The European Heart Journal has featured a study aimed at determining the proportion of heart failure patients that might be suitable for treatment with ivabradine. The SHIFT study had previously suggested that ivabradine was beneficial when added to conventional treatment including a beta-blocker in heart failure patients in sinus rhythm whose resting heart rates remained 70 beats per minute (bpm) or greater and who had worse than moderate left ventricular impairment.
The primary cohort included 2211 patients with a left ventricular ejection fraction (LVEF) of 50% or less.

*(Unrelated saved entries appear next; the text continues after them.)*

PR #1022, opened 2017-07-12
feature(organization): display datasets/members/reuses counts in org pages

oncletom:
This is an incremental step to make the tabs a bit more informative as they were.
It also prepares an upcoming pull request which removes the right hand indicators.

image

### DIFF
--- a/udata/templates/organization/display.html
+++ b/udata/templates/organization/display.html
@@ -43,12 +43,12 @@
 {% block secondary_content %}
 {# Datasets and reuses tabs #}
 {% set dataset_tabs = (
-    ('datasets', _('Datasets'), datasets, {'organization': org.id|string}),
-    ('private-datasets', _('Private datasets'), private_datasets, {}),
+    ('datasets', ngettext('%(num)d dataset', '%(num)d datasets', datasets.total or 0), datasets, {'organization': org.id|string}),
+    ('private-datasets', ngettext('%(num)d private dataset', '%(num)d private datasets', private_datasets.total or 0), private_datasets, {}),
 ) %}
 {% set reuse_tabs = (
-    ('reuses', _('Reuses'), reuses, {'organization': org.id|string}),
-    ('private-reuses', _('Private reuses'), private_reuses, {}),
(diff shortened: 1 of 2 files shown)


udata/templates/organization/display.html
```diff
@@ -43,12 +43,12 @@
 {% block secondary_content %}
 {# Datasets and reuses tabs #}
 {% set dataset_tabs = (
-    ('datasets', _('Datasets'), datasets, {'organization': org.id|string}),
-    ('private-datasets', _('Private datasets'), private_datasets, {}),
+    ('datasets', ngettext('%(num)d dataset', '%(num)d datasets', datasets.total or 0), datasets, {'organization': org.id|string}),
+    ('private-datasets', ngettext('%(num)d private dataset', '%(num)d private datasets', private_datasets.total or 0), private_datasets, {}),
```
oncletom: Here, I discovered about the `private_datasets` concept. I was not if it was consistently populated so I assumed it had the same datastructure as `datasets`.

udata/templates/organization/display.html
```diff
@@ -140,7 +140,7 @@
     {% endfor %}
 
     {% if org.members %}
-    <tab id="members" header="{{ _('Members') }}">
+    <tab id="members" header="{{ ngettext('%(num)d member', '%(num)d members', org.members | length) }}">
```
oncletom: By reading the template, I assume we don't paginate the `members` therefore it contains the entire list of `org.members`.

The `display_base.html` refers to `org.metrics.members` but on a fresh install this number is not computed (maybe a bug?).

udata/templates/organization/display.html
abulte: I guess you can test by creating or editing a dataset and checking "private".

udata/templates/organization/display.html
davidbgk: AFAIK, metrics are computed via cron tasks using rabbitmq so if you want to test that part you probably need to tweak your local instance. Not straightforward 😞

oncletom: Cool, good to know! On my local instance I did not setup the workers but rabbitmq instance is up (I use `docker-compose up` to setup the app resource dependencies when I develop stuff).

oncletom:
Changelog added 👍

PR #1023, opened 2017-07-12
improvement(organization): move <org>/dashboard/ to <org>/#dashboard

oncletom:
A few things have been done:

- [x] removing _Dashboard_ link in org right hand column
- [x] removing obsolete test
- [x] removing `:org/dashboard/` view class (not sure if widgets were still in use)
- [x] redirecting `:org/dashboard/` to `:org/#dashboard`
- [ ] testing the dashboard tab with real data

# Before

image

# After 

image

This PR is a continuation of and thus based on #1022


udata/core/organization/views.py
```diff
@@ -97,77 +97,8 @@ def get_context(self):
...
-                    'type': 'line',
-                }
-            ]
-        })
-
-        context['metrics'] = widgets
-
-        return context
+def organization_dashboard(org):
+    return redirect('%s#dashboard' % url_for('.show', org=org))
```
abulte: we should add `code=301` to `redirect()`, by default it's a `302` http://flask.pocoo.org/docs/0.12/api/#flask.redirect

oncletom:
@abulte yes indeed, I forgot to add the code back. It is done now.

We can wait for @davidbgk to get another pair of eyes on this change.

udata/core/organization/views.py
```diff
@@ -97,77 +97,8 @@ def get_context(self):
...
-                    'type': 'line',
-                }
-            ]
-        })
-
-        context['metrics'] = widgets
-
-        return context
+def organization_dashboard(org):
+    return redirect('%s#dashboard' % url_for('.show', org=org), code=301)
```
davidbgk: Oh, I didn't know you can use `.show` here, we use to put the explicit prefix (`organizations.show` in that case) not sure if it's relevant but I would switch to it for consistency.

oncletom: Agreed for the consistency.

The dot-something was found here: http://flask.pocoo.org/docs/0.12/blueprints/#building-urls

Although it seems magical to me the route knows in which context the route is.

oncletom:
@davidbgk well, I was surprised to see the dashboard was actually quite empty without JavaScript (HTML stats are between [L25-32](https://github.com/opendatateam/udata/pull/1023/files#diff-07dc1f9e6bb15bf79b518b3d7d1284faL25), JS-based stats on [L34](https://github.com/opendatateam/udata/pull/1023/files#diff-07dc1f9e6bb15bf79b518b3d7d1284faL34)). All others metrics (reuses, datasets and followers) are metrics which are already displayed in the right hand side column of the org (underneath its logo) — and now, as a prefix of the org tab labels.

oncletom:
Changelog added (but merge #1022 first)

Issue #1025, opened 2017-07-12
Some geo coverage maps are not displayed correctly


abulte:
For example, the datasets for BAN and SIRENE do not show the France coverage on the leaflet widget.

https://next.data.gouv.fr/fr/datasets/base-sirene-des-entreprises-et-de-leurs-etablissements-siren-siret/

Version : `1.1.0` on `next.data.gouv.fr`

abulte:
@davidbgk can you look into this one too?

davidbgk:
I think it is related to https://github.com/opendatateam/udata/issues/1024#issuecomment-314769897

PR #1038, opened 2017-07-17
Fix territories migration for country/fr zone

davidbgk:
The command being idempotent, it had to be passed again with that fix but it will only migrate the forgotten zone.

Output:

6600 datasets and 3367 zones affected.
0 town zones, 0 county zones and 0 region zones updated.
2691 France zones, 0 DROM zones, 0 DROM-COM zones updated.
-> Done


abulte:
@davidbgk it should fix #1025, right?

davidbgk:
Indeed, I changed the commit message accordingly. Just when the CI has finished 😭

PR #1039, opened 2017-07-18
Improve purge and job command and document them

noirbizarre:
This PR:
- improve the `purge` command by allowing to purge only a given model
- fix the `job` command in case of keyword arguments
- document both commands

### DIFF
--- a/docs/administrative-tasks.md
+++ b/docs/administrative-tasks.md
@@ -26,3 +26,80 @@ You can also give a user administrative privileges with:
 ```shell
 $ udata user set_admin <email>
 ```
+
+## Purge data flagged as deleted
+
+When users delete some data in udata,
+it's only flagged as deleted and hidden in the frontend.
+This allows the administrative team to undelete data in case of error.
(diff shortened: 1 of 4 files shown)


docs/administrative-tasks.md
```diff
@@ -26,3 +26,80 @@ You can also give a user administrative privileges with:
 ```shell
 $ udata user set_admin <email>
 ```
+
+## Purge data flagged as deleted
+
+When user delete some data in udata,
```
davidbgk: userS or a user deleteS

docs/administrative-tasks.md
```diff
@@ -26,3 +26,80 @@ You can also give a user administrative privileges with:
...
+it's only flagged as deleted and hidden in the frontend.
+This allow the administrative team to undelete data in case of error.
```
davidbgk: allowS

noirbizarre:
This is configurable: purge jobs are manually defined so you can choose the frequency, every every minutes (does not make any sense), every hour, every day...

PR #1053, opened 2017-07-26
fix(search): a page without a search query string would break the initialisation of the search form

oncletom:
In continuity of #1019.

It should be shipped in `udata@1.1` to avoid the search to break.


abulte:
@oncletom #1019 has not been merged into `master`, no (urgent) need to push this in 1.1.

oncletom:
@abulte no problem, I removed the milestone.

PR #1057, opened 2017-07-26
fix(breadcrumb): display breadcrumb on all template inheriting from `base.html`

### LINKED ISSUE #1056: Breadcrumbs are not evenly displayed across pages
## Detailed Description

Several pages do not display the breadcrumb in spite of them being declared in their jinja/html templates:

* Datasets 
image
* Organizations
image

## Possible Implementation

Display the breadcrumb unless a good reasons prevails.

oncletom:
It also has the benefit of making clear what is the content type of a page.

# Dataset

image

# Organization

image

fix #1056

### DIFF
--- a/udata/templates/base.html
+++ b/udata/templates/base.html
@@ -1,4 +1,7 @@
 {% extends theme('raw.html') %}
+{% from theme('macros/breadcrumb.html') import breadcrumb with context %}
+{% set section_class = section_class|default('default') %}
+{% set toolbar_class = toolbar_class|default('') %}
 
 {% block body %}
     {% include theme("header.html") with context %}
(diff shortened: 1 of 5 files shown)


oncletom:
👍 good catch, I will give it another look on Monday.

oncletom:
@noirbizarre Likewise, I missed the follow-up on this issue. Will test on mobile this Tuesday (tomorrow) and ensure long titles don't mess up with the display.

A bit of context too, the intent of bringing back the breadcrumb was to:

1. remain consistent across the pages (it's weird to sometimes have a breadcrumb and sometimes not – especially on these heavily navigated contents)
1. signpost better where we are. It can be a bit confusing to know if were are on a user _or_ organisation page and also a dataset _or_ a reuse.

PR #1075, opened 2017-08-02
Gh 1068 handle countries

noirbizarre:
This PRs:
- ensure URL generation works for territories without validity
- removes special handling for country level (and so works when country is disabled)

### DIFF
--- a/udata/routing.py
+++ b/udata/routing.py
@@ -149,12 +149,15 @@ class TerritoryConverter(ModelConverter, PathConverter):
                 slug=territory.slug)
 
         code = getattr(obj, 'code', None)
-        validity = getattr(obj, 'validity', None)
         slug = getattr(obj, 'slug', None)
-        if code and validity and slug:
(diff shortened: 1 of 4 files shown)


udata/routing.py
```diff
@@ -149,12 +149,15 @@ def to_url(self, obj):
...
         slug = getattr(obj, 'slug', None)
-        if code and validity and slug:
+        validity = getattr(obj, 'validity', {})
+        if code and slug:
             return '{level_name}/{code}@{start_date}/{slug}'.format(
-                level_name=level_name, code=code, start_date=validity['start'],
-                slug=slug)
+                level_name=level_name,
+                code=code,
+                start_date=validity.get('start', 'latest'),
```
davidbgk: I don't get when `latest` is a pertinent fallback given that it redirects behind the scene?

noirbizarre: I think it need some clarification in another PR. Right now, this PR ensure it has the only supported behavior.

PR #1078, opened 2017-08-03
Harvest error handling improvement

noirbizarre:
This PRs improve harvest errors handling:
- Prevent multiple logging of a single exception
- Improve type detection error during DCAT backend initialization
- Ensure empty jobs always finish
- Don't store stacktrace any more in case of error (no relevant to the end user and already available while developping in the console or in Sentry in production)

### DIFF
--- a/udata/harvest/backends/base.py
+++ b/udata/harvest/backends/base.py
@@ -63,7 +63,7 @@ class BaseBackend(object):
 
     def harvest(self):
         '''Start the harvesting process'''
-        if self.perform_initialization():
+        if self.perform_initialization() is not None:
             self.process_items()
             self.finalize()
         return self.job
--- a/udata/harvest/backends/base.py
+++ b/udata/harvest/backends/base.py
@@ -84,8 +84,6 @@ class BaseBackend(object):
             if not self.dryrun:
                 self.job.save()
         except Exception as e:
-            log.error("Error in initialization : %s" % (str(e)))
-            log.exception(e)
             self.job.status = 'failed'
             error = HarvestError(message=str(e),
                                  details=traceback.format_exc())
--- a/udata/harvest/backends/base.py
+++ b/udata/harvest/backends/base.py
@@ -85,8 +85,7 @@ class BaseBackend(object):
                 self.job.save()
         except Exception as e:
             self.job.status = 'failed'
-            error = HarvestError(message=str(e),
-                                 details=traceback.format_exc())
+            error = HarvestError(message=str(e))
             self.job.errors.append(error)
             self.end()
             msg = 'Initialization failed for "{0.name}" ({0.backend})'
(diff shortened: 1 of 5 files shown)


udata/harvest/backends/base.py
```diff
@@ -84,11 +84,8 @@ def perform_initialization(self):
             if not self.dryrun:
                 self.job.save()
         except Exception as e:
-            log.error("Error in initialization : %s" % (str(e)))
-            log.exception(e)
             self.job.status = 'failed'
-            error = HarvestError(message=str(e),
-                                 details=traceback.format_exc())
```
abulte: Not a problem to loose the `details` here?

udata/harvest/backends/dcat.py
```diff
@@ -49,6 +51,18 @@ class DcatBackend(BaseBackend):
     def initialize(self):
         '''List all datasets for a given ...'''
         fmt = guess_format(self.source.url)
+        # if format can't be guessed from the url
+        # we fallback on the declared Content-Type
+        if not fmt:
+            response = requests.head(self.source.url)
+            mime_type = response.headers.get('Content-Type', '').split(';')[0]
```
davidbgk: `.split(';', 1)` ensure you're not splitting useless parts. Headers are so messy…

udata/harvest/tests/test_dcat_backend.py
```diff
@@ -172,3 +173,63 @@ def test_hydra_legacy_paged_collection_pagination(self):
...
+    def test_failure_on_initialize(self):
+        url = DCAT_URL_PATTERN.format(path='', domain=TEST_DOMAIN)
+        httpretty.register_uri(httpretty.GET, url, body='should fail')
+        org = OrganizationFactory()
+        source = HarvestSourceFactory(backend='dcat',
+                                      url=url,
+                                      organization=org)
+
+        actions.run(source.slug)
+
```
davidbgk: Why all these blank lines here and below?

udata/harvest/backends/base.py
noirbizarre: Not a problem because as stated in the description:
> (no relevant to the end user and already available while developping in the console or in Sentry in production)

This only remove the stacktrace in the admin interface

abulte: Ok. I have to say I was happy to find the traceback in the admin interface but if we have it in sentry I guess it's ok.

udata/harvest/tests/test_dcat_backend.py
noirbizarre: Like other tests, I try to respect Given/When/Then so I had a blank line between the initial state, the action and the different assertion blocks (there can be multiple assertions block so blank lines between assertions).
This is only for a better tests readability, to see the different logical steps

There is only one blank line before and one after, others before are not blank, this is the indentation

udata/harvest/backends/base.py
noirbizarre: Yes, as a developer, but regular user are scared and not helped by this stacktrace.
You have a far more detailed version in Sentry or in the shell while developping.

Idea of improvement in another PR: maybe get the Sentry ID

PR #3244, opened 2025-01-09
ci: fix version number building

bolinocroustibat:


.circleci/config.yml
```diff
@@ -142,31 +142,42 @@ jobs:
...
+                BASE_VERSION=$(python -c "from udata import __version__; print(__version__)")
+                if [[ "$CIRCLE_BRANCH" == feature/* ]]; then
+                    # This is a feature branch
+                    BUILDNO=$CIRCLE_BUILD_NUM+${CIRCLE_BRANCH#*/}
+                else
+                    # This is a simple development build
+                    BUILDNO=$CIRCLE_BUILD_NUM
+                fi
+                # Build the release version string with the build number, like "1.2.1.dev+1234"
+                RELEASE_VERSION="${BASE_VERSION}+${BUILDNO}"
```
maudetes, line 158: I think we don't have the plus sign
```suggestion
                # Build the release version string with the build number, like "1.2.1.dev1234"
                RELEASE_VERSION="${BASE_VERSION}${BUILDNO}"
```

maudetes (approved):
Thank you for this fix, if the CI shows value as expected, let's go with this

PR #3248, opened 2025-01-14
Add search to posts

ThibaudDauce:


maudetes (approved):
Thank you! Could you add a changelog and a minimal test maybe?

udata/core/post/models.py
```diff
@@ -42,6 +42,9 @@ class Post(db.Datetimed, db.Document):
         "indexes": [
             "-created_at",
             "-published",
+            "$name",
+            "$headline",
+            "$content",
```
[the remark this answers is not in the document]
maudetes: On udata restart, it occurs again.
Maybe it is related to multiple text index definition that should instead use this [`fields` structure example here](https://docs.mongoengine.org/guide/text-indexes.html#defining-a-document-with-text-index)?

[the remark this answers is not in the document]
maudetes: On udata restart, it occurs again.
Maybe it is related to multiple text index definition that should instead use this [`fields` structure example here](https://docs.mongoengine.org/guide/text-indexes.html#defining-a-document-with-text-index)?

maudetes (changes requested):

udata/core/post/models.py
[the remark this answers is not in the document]
ThibaudDauce: Done in d86a41755

udata/tests/plugin.py
```diff
@@ -130,6 +131,17 @@ def drop_db(app):
...
+        # When dropping the database, MongoEngine will keep the collection cached inside
+        # `_collection` (in memory). This cache is used to call `ensure_indexes` only on the
+        # first call to `_get_collection()`, on subsequent calls the value inside `_collection`
+        # is returned without calling `ensure_indexes`.
+        # In tests, the first test will have a clean memory state, so MongoEngine will initialise
+        # the collection and create the indexes, then the following test, with a clean database (no indexes)
+        # will have the collection cached, so MongoEngine will never create the indexes (except if `auto_create_index_on_save`
+        # is set on the model, which may be the reason it is present on most of the big models, we may remove it?)
+        model._collection = None
+
```
magopian, line 144: This must have been a nightmare to investigate, congratz for finding the issue!

udata/core/post/tests/test_api.py
```diff
@@ -1,55 +1,68 @@
...
+        """It should fetch a post list from the API"""
+        name_match = PostFactory(name="Foobar")
+        content_match = PostFactory(content="Foobar")
+        PostFactory(content="Something else")
+
+        response = self.get(url_for("api.posts", q="Foobar"))
+        assert200(response)
+        assert len(response.json["data"]) == 2
+
+        # Yes it's the wrong order but the search order (weights set in model) in not preserved
```
magopian, line 47: typo: `iS not preserved`

magopian (approved):
Nice! Thanks for this, wondering if we were expecting changes in the `udata/tests/features/territories/test_territories_api.py` test file which seems unrelated to this PR?

udata/core/post/api.py
```diff
@@ -84,6 +87,10 @@ def get(self):
         if not (AdminPermission().can() and args["with_drafts"]):
             posts = posts.published()
 
+        if args["q"]:
+            phrase_query = " ".join([f'"{elem}"' for elem in args["q"].split(" ")])
+            posts = posts.search_text(phrase_query)
+
         return posts.order_by(args["sort"]).paginate(args["page"], args["page_size"])
```
maudetes, line 94: I think we can use $text_score in case of a search text as in [dataset api](https://github.com/opendatateam/udata/blob/4b8fbb046bc84aa75f983e5f9adb504b4bcb7adf/udata/core/dataset/api.py#L221).

udata/tests/plugin.py
maudetes: +1

udata/tests/plugin.py
```diff
@@ -130,6 +131,17 @@ def drop_db(app):
...
     drop_db(app)
+    for model in get_all_models():
+        # When dropping the database, MongoEngine will keep the collection cached inside
+        # `_collection` (in memory). This cache is used to call `ensure_indexes` only on the
+        # first call to `_get_collection()`, on subsequent calls the value inside `_collection`
+        # is returned without calling `ensure_indexes`.
+        # In tests, the first test will have a clean memory state, so MongoEngine will initialise
+        # the collection and create the indexes, then the following test, with a clean database (no indexes)
+        # will have the collection cached, so MongoEngine will never create the indexes (except if `auto_create_index_on_save`
+        # is set on the model, which may be the reason it is present on most of the big models, we may remove it?)
```
maudetes, line 142: I think we can remove it! Maybe in a follow-up PR?

maudetes (approved):
Thank you for this PR that was somehow more complicated than expected!

udata/core/post/api.py
ThibaudDauce: Hum… Not sure to do that with the default value of the param… Because if someone is sorting by a column, we may want to keep his sort, no?

udata/tests/plugin.py
ThibaudDauce: Yes I'll do that in a following PR

udata/core/post/tests/test_api.py
ThibaudDauce: Done in a85684460

udata/core/post/api.py
ThibaudDauce: Done in 14f02a069 but not a big fan of how I implement it… But I don't see another way of doing this…

ThibaudDauce: I refactor a little bit in c840d701c

maudetes (approved):
Thank you! I have a minor comment

PR #3250, opened 2025-01-23
WIP : Use latest ISO to DCAT XSLT with saxonche

maudetes:
Related to https://github.com/datagouv/data.gouv.fr/issues/1512

Trying out if it works directly on our current tests.
We should however test for any unexpected diff in the harvesting with the new version.


maudetes:
We could split in two PRs (one for saxonche and one for testing the latest ISO to DCAT)

maudetes:
Will be done in https://github.com/opendatateam/udata/pull/3380 instead

PR #3254, opened 2025-01-30
Cannot update resource filetype after creation

ThibaudDauce:


udata/core/dataset/api.py
```diff
@@ -546,9 +546,17 @@ def put(self, dataset, rid):
         ResourceEditPermission(dataset).test()
         resource = self.get_resource_or_404(dataset, rid)
         form = api.validate(ResourceForm, resource)
+
+        if (
```
maudetes, line 550:
```suggestion
        # ensure filetype is not modified after creation
        if (
```

maudetes (approved):
:pray: thank you

PR #3258, opened 2025-01-31
Expose dataset_id for communautary resources

Pierlou:
Fixes https://github.com/datagouv/data.gouv.fr/issues/1645

Another possibility is to allow `Dataset.objects(resources__id=rid).first()` to work for communautary resources


maudetes:
Since you've worked on community resources @ThibaudDauce, how do you differentiate between community and embedded resource in API?

Should we expose this info explicitly in the API?

ThibaudDauce:
> Since you've worked on community resources @ThibaudDauce, how do you differentiate between community and embedded resource in API?
> 
> Should we expose this info explicitly in the API?

I think I checked for `owner` or `organization`

PR #3261, opened 2025-02-04
Fix wrong marshal for community resource uploads

ThibaudDauce:
When uploading a new community resource, we return only the fields of the resource (and not the owner for exemple, which is specific to community resources).

I need to have the owner to know if the response is from a community resource or a resource in the frontend. https://github.com/datagouv/front-end/pull/289


maudetes (approved):
:pray: thank you!

PR #3268, opened 2025-02-17
Add nested labels to dataset response

ThibaudDauce:
Don't know why it wasn't done this way at first. Is there a performance problem?


maudetes:
As discussed, I'm not convinced for now it's worth making the payload more complicated?

ThibaudDauce:
We can try to make it work with extra requests but I'm not sure it's a good solution either…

Patients were seen at baseline, then reviewed at 4 and 12 months. ‘Suitability’ for ivabradine was assessed as: LVEF 35% or less, sinus rhythm and a resting heart rate of 70 bpm or greater.
The following results were reported:
• The proportion of patients who were ‘suitable’ for ivabradine therapy fell from 19.4% (n=429) at baseline, to 14.1% (n=185) at 4 months and finally 9% (n=82) by the 12-month clinic visit.
• The proportion fell to 5.3% (n=48) if only patients with New York Heart Association class I symptoms and/or no β-blocker therapy were excluded.
The researchers concluded that after uptitration of heart failure medications, the number of patients ‘suitable’ for ivabradine therapy was small. The researchers also concluded that beta-blocker therapy should be commenced and titrated, and the decision to add ivabradine should be made after allowing adequate time to uptitrate conventional medical therapy.